In the scenario of large - model inference, the resource requirements of inference tasks usually increase significantly with the increase in the number of accesses. In the current cloud - edge joint - inference architecture, the fixed single - instance configuration is difficult to effectively cope with such fluctuations, resulting in insufficient resource utilization or performance bottlenecks. By configuring `HPA` (Horizontal Pod Autoscaler) in the `deployment`, the number of inference instances can be automatically adjusted according to the real - time number of accesses, and resources can be dynamically expanded or reduced.
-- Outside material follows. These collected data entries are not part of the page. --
PR #165, opened 2025-04-15
Add basic shift folds

xl4624:
I renamed `verifyArithmeticShiftOperation()` -> `verifyShiftOperation()` as well as the corresponding `OpError` message because, from my understanding from the spec, logical and arithmetic shifts depend on whether the left operand's type is signed or unsigned, and since we check this for unsigned integers as well the error shouldn't specify "arithmetic shift" (?)

Also question: can we fold `InfIntType` shifts? I initially was going to handle constant `InfIntType` lhs values by applying the formula from the spec:

> The expression `a << b` is equal to `a x 2^b` while `a >> b` is equal to `a / 2^b`

But I saw that for example [CastOp::fold()](https://github.com/p4lang/p4mlir-incubator/blob/80e796ce6bac2045941eb1ef6285ff7a13e3052f/lib/Dialect/P4HIR/P4HIR_Ops.cpp#L170) only folds if the destination type is a fixed-width integer. Is that just a `TODO` or are there limitations on folding `InfIntType`s? I'm guessing the latter but wanted to confirm just in case, Thanks!

### DIFF
--- a/lib/Dialect/P4HIR/P4HIR_Ops.cpp
+++ b/lib/Dialect/P4HIR/P4HIR_Ops.cpp
@@ -251,7 +251,7 @@ OpFoldResult P4HIR::UnaryOp::fold(FoldAdaptor adaptor) {
     if (getKind() == P4HIR::UnaryOpKind::UPlus) return getInput();
 
     // Double negation.
-    if (auto inputOp = mlir::dyn_cast_or_null<UnaryOp>(getInput().getDefiningOp())) {
+    if (auto inputOp = mlir::dyn_cast_if_present<UnaryOp>(getInput().getDefiningOp())) {
         if (getKind() == inputOp.getKind()) {
             if (getKind() == P4HIR::UnaryOpKind::LNot ||  // not(not(%a)) -> %a
                 getKind() == P4HIR::UnaryOpKind::Cmpl ||  // compl(compl(%a)) -> %a
@@ -291,7 +291,7 @@ void P4HIR::BinOp::getAsmResultNames(OpAsmSetValueNameFn setNameFn) {
 }
 
 //===----------------------------------------------------------------------===//
-// ShrOp, ShlOp
+// ShrOp & ShlOp
 //===----------------------------------------------------------------------===//
 
 void P4HIR::ShlOp::getAsmResultNames(OpAsmSetValueNameFn setNameFn) {
@@ -302,13 +302,84 @@ void P4HIR::ShrOp::getAsmResultNames(OpAsmSetValueNameFn setNameFn) {
     setNameFn(getResult(), "shr");
 }
 
+LogicalResult verifyShiftOperation(Operation *op, Type rhsType) {
+    if (auto rhsBitsType = dyn_cast<P4HIR::BitsType>(rhsType)) {
+        if (rhsBitsType.isSigned()) {
+            return op->emitOpError("the right-hand side operand of a shift must be unsigned");
+        }
+    }
+    return success();
+}
+
+LogicalResult P4HIR::ShlOp::verify() {
+    auto rhsType = getRhs().getType();
+    return verifyShiftOperation(getOperation(), rhsType);
+}
+
+LogicalResult P4HIR::ShrOp::verify() {
+    auto rhsType = getRhs().getType();
+    return verifyShiftOperation(getOperation(), rhsType);
+}
+
+OpFoldResult P4HIR::ShlOp::fold(FoldAdaptor adaptor) {
+    // Can't fold anything if shift amount is not constant
+    auto rhsAttr = mlir::dyn_cast_if_present<P4HIR::IntAttr>(adaptor.getRhs());
+    if (!rhsAttr) return {};
+    auto shift = rhsAttr.getUInt();
+
+    // Identity.
+    // shl(%x, 0) -> %x
+    if (shift == 0) return getLhs();
+
+    if (auto bitsType = mlir::dyn_cast<P4HIR::BitsType>(getType())) {
+        auto width = bitsType.getWidth();
+        // shl(%x : bit/int<W>, c) -> 0 if c >= W
+        if (shift >= width) return P4HIR::IntAttr::get(bitsType, APInt::getZero(width));
+
+        if (auto lhsAttr = mlir::dyn_cast_if_present<P4HIR::IntAttr>(adaptor.getLhs())) {
+            // Arithmetic and logical left shifts produce the same value
+            return P4HIR::IntAttr::get(bitsType, lhsAttr.getValue().shl(shift));
+        }
+    }
+
+    return {};
+}
+
+OpFoldResult P4HIR::ShrOp::fold(FoldAdaptor adaptor) {
+    // Can't fold anything if shift amount is not constant
+    auto rhsAttr = mlir::dyn_cast_if_present<P4HIR::IntAttr>(adaptor.getRhs());
+    if (!rhsAttr) return {};
+    auto shift = rhsAttr.getUInt();
+
+    // Identity.
+    // shl(%x, 0) -> %x
+    if (shift == 0) return getLhs();
+
+    if (auto bitsType = mlir::dyn_cast<P4HIR::BitsType>(getType())) {
+        auto width = bitsType.getWidth();
+        bool isSigned = bitsType.isSigned();
+        // shr(%x : bit<W>, c) -> 0 if c >= W
+        if (!isSigned && shift >= width) {
+            return P4HIR::IntAttr::get(bitsType, APInt::getZero(width));
+        }
+
+        if (auto lhsAttr = mlir::dyn_cast_if_present<P4HIR::IntAttr>(adaptor.getLhs())) {
+            auto result =
+                isSigned ? lhsAttr.getValue().ashr(shift) : lhsAttr.getValue().lshr(shift);
+            return P4HIR::IntAttr::get(getContext(), bitsType, result);
+        }
+    }
+
+    return {};
+}
+
 //===----------------------------------------------------------------------===//
 // ConcatOp
 //===----------------------------------------------------------------------===//
 
 LogicalResult P4HIR::ConcatOp::verify() {
-    auto lhsType = cast<BitsType>(getOperand(0).getType());
-    auto rhsType = cast<BitsType>(getOperand(1).getType());
+    auto lhsType = cast<BitsType>(getLhs().getType());
+    auto rhsType = cast<BitsType>(getRhs().getType());
     auto resultType = cast<BitsType>(getResult().getType());
 
     auto expectedWidth = lhsType.getWidth() + rhsType.getWidth();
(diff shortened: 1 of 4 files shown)


test/Transforms/Folds/unary.mlir
```diff
@@ -1,72 +1,82 @@
...
+#int-5_b8i = #p4hir.int<-5> : !b8i
+#int-6_b8i = #p4hir.int<-6> : !b8i
+#true = #p4hir.bool<true> : !b
+#false = #p4hir.bool<false> : !b
 
+// CHECK-LABEL: module
 module {
-  p4hir.func @blackhole(!b8)
+
+  // CHECK: %[[true:.*]] = p4hir.const #true
```
xl4624, line 15: Cleaning up some tests

asl:
> But I saw that for example [CastOp::fold()](https://github.com/p4lang/p4mlir-incubator/blob/80e796ce6bac2045941eb1ef6285ff7a13e3052f/lib/Dialect/P4HIR/P4HIR_Ops.cpp#L170) only folds if the destination type is a fixed-width integer. Is that just a `TODO` or are there limitations on folding `InfIntType`s? I'm guessing the latter but wanted to confirm just in case, Thanks!

yes, likely a missed case. `InfInt` are infinite precision integers, so we can fold them as well, no problem

lib/Dialect/P4HIR/P4HIR_Ops.cpp
```diff
@@ -327,24 +315,128 @@ LogicalResult P4HIR::ConcatOp::verify() {
...
+void P4HIR::ShlOp::getAsmResultNames(OpAsmSetValueNameFn setNameFn) {
+    setNameFn(getResult(), "shl");
+}
+
+void P4HIR::ShrOp::getAsmResultNames(OpAsmSetValueNameFn setNameFn) {
+    setNameFn(getResult(), "shr");
+}
+
+LogicalResult verifyShiftOperation(Operation *op, Type rhsType) {
+    // FIXME: Relax this condition for compile-time known non-negative values.
```
xl4624, line 327: From the spec:

> [T]he right operand must be either an unsigned number of type bit\<S\> or a compile-time known value that is a non-negative integer.

I could be missing something from the frontend pass that already handles this, not sure

lib/Dialect/P4HIR/P4HIR_Ops.cpp
```diff
@@ -173,7 +173,7 @@ OpFoldResult P4HIR::CastOp::fold(FoldAdaptor) {
     if (getOperand().getType() == getType()) return getOperand();
 
     // Casts of integer constants
-    if (auto inputConst = mlir::dyn_cast_or_null<ConstOp>(getOperand().getDefiningOp())) {
+    if (auto inputConst = mlir::dyn_cast_if_present<ConstOp>(getOperand().getDefiningOp())) {
```
xl4624, line 176: Saw this comment for `dyn_cast_or_null`:
> // Forwards to dyn_cast_if_present to avoid breaking current users. This is
// deprecated and will be removed in a future patch, use
// dyn_cast_if_present instead.

xl4624:
@asl - could you review when you have the chance? Thanks

lib/Dialect/P4HIR/P4HIR_Ops.cpp
asl: yeah, old habit :)

lib/Dialect/P4HIR/P4HIR_Ops.cpp
```diff
@@ -327,24 +315,135 @@ LogicalResult P4HIR::ConcatOp::verify() {
...
+    auto rhsType = getRhs().getType();
+    return verifyShiftOperation(getOperation(), rhsType);
+}
+
+template <typename ShiftOp>
+OpFoldResult foldZeroConstants(ShiftOp op, typename ShiftOp::FoldAdaptor adaptor) {
+    // Identity.
+    // shl/shr(%x, 0) -> %x
+    if (auto rhsAttr = mlir::dyn_cast_if_present<P4HIR::IntAttr>(adaptor.getRhs())) {
+        if (rhsAttr.getUInt() == 0) return op.getLhs();
```
asl, line 351: I would use `APInt::isZero()` here. Same below.

lib/Dialect/P4HIR/P4HIR_Ops.cpp
```diff
@@ -327,24 +315,135 @@ LogicalResult P4HIR::ConcatOp::verify() {
...
+    }
+
+    // Zero.
+    // shl/shr(0, c) -> 0
+    if (auto lhsAttr = mlir::dyn_cast_if_present<P4HIR::IntAttr>(adaptor.getLhs())) {
+        if (lhsAttr.getValue() == 0) {
+            if (auto bitsType = mlir::dyn_cast<P4HIR::BitsType>(op.getType())) {
+                return P4HIR::IntAttr::get(op.getType(), APInt::getZero(bitsType.getWidth()));
+            } else if (auto infIntType = mlir::dyn_cast<P4HIR::InfIntType>(op.getType())) {
+                return P4HIR::IntAttr::get(op.getType(), APInt::getZero(1));
```
asl, line 361: Can we preserve the original bitwidth? I think you can get if from `getValue()` and then unify both branches.

xl4624: Just added in latest commit

lib/Dialect/P4HIR/P4HIR_Ops.cpp
```diff
@@ -327,24 +315,132 @@ LogicalResult P4HIR::ConcatOp::verify() {
...
+}
+
+OpFoldResult P4HIR::ShlOp::fold(FoldAdaptor adaptor) {
+    if (auto fold = foldZeroConstants(*this, adaptor)) {
+        return fold;
+    }
+
+    auto rhsAttr = mlir::dyn_cast_if_present<P4HIR::IntAttr>(adaptor.getRhs());
+    if (!rhsAttr) return {};
+    auto shift = rhsAttr.getUInt();
```
asl, line 373: this might assert for "large" infints (larger than 64 bits)?

lib/Dialect/P4HIR/P4HIR_Ops.cpp
```diff
@@ -327,24 +315,132 @@ LogicalResult P4HIR::ConcatOp::verify() {
...
+}
+
+OpFoldResult P4HIR::ShrOp::fold(FoldAdaptor adaptor) {
+    if (auto fold = foldZeroConstants(*this, adaptor)) {
+        return fold;
+    }
+
+    auto rhsAttr = mlir::dyn_cast_if_present<P4HIR::IntAttr>(adaptor.getRhs());
+    if (!rhsAttr) return {};
+    auto shift = rhsAttr.getUInt();
```
asl, line 408: see above

lib/Dialect/P4HIR/P4HIR_Ops.cpp
xl4624: Oops I didn't even think about really large shifts. so how do we handle large shifts during infint folding? is something like:

```cpp
auto shift = rhsAttr.getValue();
// Shift overflow.
// shl(%x : bit/int<W>, c) -> 0 if c >= W
if (auto bitsType = mlir::dyn_cast<P4HIR::BitsType>(getType())) {
    unsigned width = bitsType.getWidth();
    if (shift.uge(width)) return P4HIR::IntAttr::get(bitsType, APInt::getZero(width));
}
...
// Constant folding
if (auto lhsAttr = mlir::dyn_cast_if_present<P4HIR::IntAttr>(adaptor.getLhs())) {
	//...
	} else if (auto infIntType = mlir::dyn_cast<P4HIR::InfIntType>(getType())) {
		if (!shift.tryZExtValue()) return {};
```

ok?

asl: Just do them using APInt. This should be enough. If `lhs` is a constant, then you can just use APInt methods for constfolding (regardless whether its `BitsType` or `InfInt`).

xl4624: I see, I looked at how P4C does constant folding of shifts, and I realized that they also do a check for when shift would overflow: `shift > maximumWidthSupported()`, which defaults to 2048. Should we also add a check like that, and if so, how do we log the error?

```cpp
std::optional<uint64_t> shiftOpt = shift.tryZExtValue();
if (!shiftOpt || shiftOpt.value() > 2048) {
    // log here?
	return {};
}
uint64_t shiftAmt = shiftOpt.value();
```

Only reason I wanted to unwrap shift to `shiftAmt` is because because `APInt::shl(const APInt&)` clamps shift amount to `bitWidth`. From their source code:
```cpp
APInt &APInt::operator<<=(const APInt &shiftAmt) {
  // It's undefined behavior in C to shift by BitWidth or greater.
  *this <<= (unsigned)shiftAmt.getLimitedValue(BitWidth);
  return *this;
}

```

We already check for this for fixed-sized integers, and it's easy to do while keeping `APInt shift` with `shift.uge(bitsType.getWidth)`, but for infints we would have to extend lhs's value be able to hold the resulting value `lhsVal = lhsVal.sext(lhsVal.getActiveBits() + shiftAmt + 1)` (and `APInt::sext()` takes unsigned int).

xl4624:
@asl addressed PR feedback. Still ended up unwrapping shift to a uint64_t to extend infint lhs bit widths properly (`sextOrTrunc()` takes an unsigned int argument), but added a check first

lib/Dialect/P4HIR/P4HIR_Ops.cpp
```diff
@@ -327,24 +315,126 @@ LogicalResult P4HIR::ConcatOp::verify() {
...
+    // shl(%x : bit/int<W>, c) -> 0 if c >= W
+    if (auto bitsType = mlir::dyn_cast<P4HIR::BitsType>(getType())) {
+        unsigned width = bitsType.getWidth();
+        if (shift.uge(width)) return P4HIR::IntAttr::get(bitsType, APInt::getZero(width));
+    }
+
+    // Check if shift amount fits in a uin64_t
+    std::optional<uint64_t> shiftOpt = shift.tryZExtValue();
+    if (!shiftOpt.has_value()) {
+        // TODO: Should we log an error here? P4C throws an error on shift > 2048
```
asl, line 397: It would leave as-is.

lib/Dialect/P4HIR/P4HIR_Ops.cpp
```diff
@@ -1513,7 +1603,8 @@ void P4HIR::ParserOp::print(mlir::OpAsmPrinter &printer) {
     }
 
     printer << ' ';
-    printer.printRegion(getRegion(), /*printEntryBlockArgs=*/false, /*printBlockTerminators=*/true);
+    printer.printRegion(getRegion(), /*printEntryBlockArgs=*/false,
```
asl, line 1606: Are these changes from clang-format? I think it would fold back to the original line.

lib/Dialect/P4HIR/P4HIR_Ops.cpp
xl4624: Removed the shift TODO + accidental clang-format changes

asl (approved):
Thanks!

This mechanism can increase instances during high - load periods and reduce instances during low - load periods, thereby improving concurrent processing capabilities, maximizing the optimization of resource utilization, and ensuring the high efficiency and scalability of the inference service.

##### Overall Architecture

![2601728373323_.pic](./images/joint-inference-hpa.png)

##### Specific Implementation

The HPA implementation of `sedna` is achieved based on the `sedna` joint inference controller.

- With the help of `deployment`, use `HPA` to configure dynamic scaling for its instances.
- Using `deployment` allows for load balancing based on `Service`.
- The cloud and the edge can independently choose whether to enable the HPA mode. If they choose to enable it, the joint - inference controller will automatically create HPA resources for the cloud or the edge, which can be viewed by `kubectl get hpa -n {ns}`.
- Since the HPA capability of k8s provided a stable version in k8s version 1.23, it is necessary to upgrade the k8s API to version 1.23.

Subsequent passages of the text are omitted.